I used to buy large bars of Lindt chocolate, both their milk chocolate and their white chocolate. My wife still prefers the white chocolate. It’s so rich, eating two or three chunks of it gave me the heebeegeebees.
No, I don’t know what heebeegeebees are. My daddy told me about them when I was little, and I’ve often found myself hit with a rushing feeling, like something between hyperglycemic shock and brain freeze from eating too much ice cream too fast.
It’s difficult to understand how they get so much flavor packed into a single piece of chocolate.

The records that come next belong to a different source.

PR #567, opened 2021-08-23
docs/README: avoid old API

justinmk:


wbthomason (approved):
Looks good, thank you for catching this!

PR #577, opened 2021-08-27
Fix #551: failing to run command post hooks on Windows

### LINKED ISSUE #551: The "run" command doesn't work on Windows.
- `nvim --version`: 0.5.0
- `git --version`: NA
- Operating system/version: Windows 10
- Terminal name/version: NA

### Steps to reproduce

Add a plugin with a run command. For example

    use {
        "baysmith/nvim-rs-hello",
        run = "cargo build --release",
    }

### Actual behaviour

`cmd.exe -c "cargo build --release"` is executed, but cargo doesn't run.

### Expected behaviour

`cmd.exe /c "cargo build --release"` should be executed and cargo should run. Note the difference of `-c` versus `/c`. I think that may be the problem.

spindensity:
Fix #551 

The default value of `vim.o.shell` on Windows is `cmd.exe` or `C:\WINDOWS\system32\cmd.exe`, and `cmd` shell rejects the parameter `-c`, use `/c` instead when the shell is `cmd`.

It’s such a concentration of creamy sweetness, I dare not use a chunk of Ritter Sport to replace the American milk chocolate that’s a part of my chili recipe. Instead of toning down the spiciness, I suspect it would re-flavor the entire pot, turning it into a chocolaty dessert.  
I recall that whenever I bought one of these chocolate bars, it lasted several weeks. That was well before we had our youngest daughter, whom I think has never heard of heebeegeebees.
She’s the kind of chocolate lover who requests for her birthday a chocolate cake with chocolate ice cream smothered with chocolate syrup.
Chocolate has a very short shelf life in our house when she’s home from Bible college. She did not get this uncontrolled desire for chocolate from her parents.
This year, my wife and I gave each other boxes of chocolate for Valentine’s Day, but ate little. Our daughter came home for spring break the following month. Before we took her back to school a week later, the chocolate “problem” wasn’t a problem anymore.
She spent this past summer on a mission trip in Siberia. When she returned, she brought with her Russian chocolate. I wasn’t surprised that it’s just as good as European chocolate.
I ate one piece then decided I didn’t need to eat supper that evening.